NixDiff: Offline Compression of Differential Updates for Declaratively-Configured Embedded Linux Systems

The Nix package manager, and thus the NixOS Linux distribution based on it, stores its packages not merged as a single File System Hierarchy compliant directory tree, but side-by-side in per-package directories. Each of these directory's names includes a hash over either the directory content, or the inputs that were used to create its contents. This has the advantage that any number and type of package, including different versions and variants of the same package, but also (the packages of) different versions or configurations of complete NixOS installations, can be stored at the same time, and are deduplicated if they are identical.

Nix packages pin the versions of their runtime dependencies by including the full path of their dependencies in their build outputs. While this is great for reproducibility and to avoid dependency conflicts at runtime, changing a base dependency thus changes the file contents and thus hash and storage-path of all dependents, recursively. As a consequence of this ripple, semantically small changes, especially if they affect packages with many dependents, can cause many packages to change. Nix's default approach to re-download or rebuild each changed package is not appropriate in bandwidth, storage, or otherwise resource constrained environments.

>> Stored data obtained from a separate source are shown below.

PR #793, opened 2020-06-02
Batch the RPC request for token network events

palango:
On deployments with multiple token networks this lowers the number of
RPC requests by a big margin.

As we are interested in all events we do not need the filter topics. With them gone we can query multiple contracts at the same time. For now I chose to only do this for the token networks, as it is the easiest to do.

Part of https://github.com/raiden-network/raiden-services/issues/672

### DIFF
--- a/src/raiden_libs/blockchain.py
+++ b/src/raiden_libs/blockchain.py
@@ -1,5 +1,5 @@
 import time
-from typing import Dict, List, Optional
+from typing import Dict, List, Optional, Union
 
 import structlog
 from eth_abi.codec import ABICodec
@@ -84,9 +84,8 @@ def decode_event(
 def query_blockchain_events(
     web3: Web3,
     contract_manager: ContractManager,
-    contract_address: Address,
+    contract_addresses: Union[Address, List[Address]],
     contract_name: str,
-    topics: List,
     from_block: BlockNumber,
     to_block: BlockNumber,
 ) -> List[Dict]:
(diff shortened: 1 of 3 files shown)


src/raiden_libs/blockchain.py
```diff
@@ -259,9 +256,9 @@ def get_monitoring_blockchain_events(
     monitoring_service_events = query_blockchain_events(
         web3=web3,
         contract_manager=contract_manager,
-        contract_address=monitor_contract_address,
+        contract_addresses=monitor_contract_address,
         contract_name=CONTRACT_MONITORING_SERVICE,
-        topics=[None],
+        # topics=[None],
```
karlb, line 261: Do we want to keep this line?

src/raiden_libs/blockchain.py
```diff
@@ -95,9 +94,9 @@ def query_blockchain_events(
     Args:
         web3: A Web3 instance
         contract_manager: A contract manager
-        contract_address: The address of the contract to be filtered, can be `None`
+        contract_addresses: The address of the contract to be filtered, can be a single address
```
karlb, line 97: This single-address-or-list is a bit strange. We could always take a list and call it with single element lists where necessary. If we keep both options, I would probably prefer the singular for the parameter name. No need to change this if you prefer it this way, though.

src/raiden_libs/blockchain.py
palango: Nice catch, this shouldn't be there.

src/raiden_libs/blockchain.py
palango: Yeah, I was unhappy with that as well, I chose the union because the single address is still common, but on the second thought it seems like the better idea to only have a list as the parameter.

This thesis evaluates approaches to reduce the update sizes, by reusing information from packages, files and file segments whose content -- semantically or approximately -- is already present on the target. A previous thesis has done this to the point of reusing files that were present with identical content in packages before the update. This thesis uses existing tools, as well as approaches tailored to the specificities of Nix package updates, to find and reuse same and similar content even within files. These approaches are compared and evaluated in their efficiency when executed on different NixOS upgrades.